WHAT TO PRODUCE: Since only a count is wanted, work out how many lines in the material below contain the word "memory" and return that number.

WORKING DATA:

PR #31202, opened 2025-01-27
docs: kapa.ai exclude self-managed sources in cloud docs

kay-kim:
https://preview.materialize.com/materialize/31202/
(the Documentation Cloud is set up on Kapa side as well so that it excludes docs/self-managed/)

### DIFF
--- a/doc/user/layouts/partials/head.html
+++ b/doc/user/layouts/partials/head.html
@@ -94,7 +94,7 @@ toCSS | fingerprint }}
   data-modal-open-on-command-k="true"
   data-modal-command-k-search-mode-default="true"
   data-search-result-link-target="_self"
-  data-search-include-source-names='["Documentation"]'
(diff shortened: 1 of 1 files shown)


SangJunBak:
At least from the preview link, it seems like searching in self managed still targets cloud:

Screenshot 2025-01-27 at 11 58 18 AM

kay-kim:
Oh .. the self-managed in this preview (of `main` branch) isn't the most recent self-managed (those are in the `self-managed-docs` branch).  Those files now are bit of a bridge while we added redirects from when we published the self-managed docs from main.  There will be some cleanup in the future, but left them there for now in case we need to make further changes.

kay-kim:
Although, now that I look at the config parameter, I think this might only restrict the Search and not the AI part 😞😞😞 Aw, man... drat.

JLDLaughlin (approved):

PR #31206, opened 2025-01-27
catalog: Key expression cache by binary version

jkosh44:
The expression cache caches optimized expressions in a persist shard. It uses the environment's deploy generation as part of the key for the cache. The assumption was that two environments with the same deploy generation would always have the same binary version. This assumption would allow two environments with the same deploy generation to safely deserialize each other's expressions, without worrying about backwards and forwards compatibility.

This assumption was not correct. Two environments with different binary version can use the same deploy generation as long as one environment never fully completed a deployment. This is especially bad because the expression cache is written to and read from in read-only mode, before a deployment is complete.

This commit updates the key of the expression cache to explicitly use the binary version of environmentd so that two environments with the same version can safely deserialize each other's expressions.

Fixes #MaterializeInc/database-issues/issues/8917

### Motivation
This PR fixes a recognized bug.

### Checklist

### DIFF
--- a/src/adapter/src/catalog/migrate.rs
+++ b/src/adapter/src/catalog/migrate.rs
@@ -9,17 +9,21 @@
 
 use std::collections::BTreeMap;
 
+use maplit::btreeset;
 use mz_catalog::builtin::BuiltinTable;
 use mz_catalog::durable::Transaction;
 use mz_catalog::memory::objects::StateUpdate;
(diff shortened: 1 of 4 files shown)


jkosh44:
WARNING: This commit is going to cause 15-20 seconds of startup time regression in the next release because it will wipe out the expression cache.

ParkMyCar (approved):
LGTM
* * *
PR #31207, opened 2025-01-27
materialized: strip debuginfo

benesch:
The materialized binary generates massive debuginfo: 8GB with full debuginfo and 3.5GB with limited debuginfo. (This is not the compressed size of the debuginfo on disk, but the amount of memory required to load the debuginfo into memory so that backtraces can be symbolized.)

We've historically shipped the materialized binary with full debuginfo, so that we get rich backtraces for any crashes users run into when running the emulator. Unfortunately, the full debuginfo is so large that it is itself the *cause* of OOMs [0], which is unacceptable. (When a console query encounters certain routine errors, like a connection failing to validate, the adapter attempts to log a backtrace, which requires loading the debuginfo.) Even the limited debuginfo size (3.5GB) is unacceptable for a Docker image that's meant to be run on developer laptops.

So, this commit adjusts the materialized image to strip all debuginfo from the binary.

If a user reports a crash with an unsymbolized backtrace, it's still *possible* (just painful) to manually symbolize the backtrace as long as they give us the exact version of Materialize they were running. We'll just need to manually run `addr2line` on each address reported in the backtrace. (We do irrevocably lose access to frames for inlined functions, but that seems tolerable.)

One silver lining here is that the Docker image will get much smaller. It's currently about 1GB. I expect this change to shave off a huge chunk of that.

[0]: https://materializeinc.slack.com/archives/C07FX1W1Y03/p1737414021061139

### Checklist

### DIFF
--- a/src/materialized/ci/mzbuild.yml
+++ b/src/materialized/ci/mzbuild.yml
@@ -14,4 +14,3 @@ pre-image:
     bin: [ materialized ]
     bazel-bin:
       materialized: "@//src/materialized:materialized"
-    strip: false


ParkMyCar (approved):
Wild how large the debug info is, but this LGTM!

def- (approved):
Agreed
--
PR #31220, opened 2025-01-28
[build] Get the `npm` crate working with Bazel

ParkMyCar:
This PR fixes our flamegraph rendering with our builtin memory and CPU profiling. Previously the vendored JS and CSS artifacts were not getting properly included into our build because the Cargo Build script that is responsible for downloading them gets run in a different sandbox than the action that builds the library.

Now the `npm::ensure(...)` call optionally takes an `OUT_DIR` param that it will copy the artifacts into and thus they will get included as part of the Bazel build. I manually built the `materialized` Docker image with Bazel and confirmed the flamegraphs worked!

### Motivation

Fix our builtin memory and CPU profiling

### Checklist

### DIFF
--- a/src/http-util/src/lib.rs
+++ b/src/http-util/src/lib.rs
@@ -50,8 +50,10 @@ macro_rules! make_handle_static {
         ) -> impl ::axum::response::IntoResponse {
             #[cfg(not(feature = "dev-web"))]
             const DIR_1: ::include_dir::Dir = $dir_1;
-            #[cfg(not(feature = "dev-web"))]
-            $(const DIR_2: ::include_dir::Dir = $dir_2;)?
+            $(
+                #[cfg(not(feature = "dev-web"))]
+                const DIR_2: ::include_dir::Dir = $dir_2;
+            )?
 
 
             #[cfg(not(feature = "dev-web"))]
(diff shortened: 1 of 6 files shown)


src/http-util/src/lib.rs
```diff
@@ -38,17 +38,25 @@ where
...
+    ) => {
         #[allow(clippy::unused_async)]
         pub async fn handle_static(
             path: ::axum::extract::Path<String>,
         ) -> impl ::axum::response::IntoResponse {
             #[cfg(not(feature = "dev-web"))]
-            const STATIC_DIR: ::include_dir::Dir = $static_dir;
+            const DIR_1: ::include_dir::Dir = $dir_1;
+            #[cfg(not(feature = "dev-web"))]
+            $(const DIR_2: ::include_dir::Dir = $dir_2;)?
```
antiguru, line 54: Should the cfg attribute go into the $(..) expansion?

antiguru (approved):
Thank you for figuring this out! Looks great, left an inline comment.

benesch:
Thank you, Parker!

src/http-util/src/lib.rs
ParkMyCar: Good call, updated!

RESULT FOR THIS EXERCISE: 4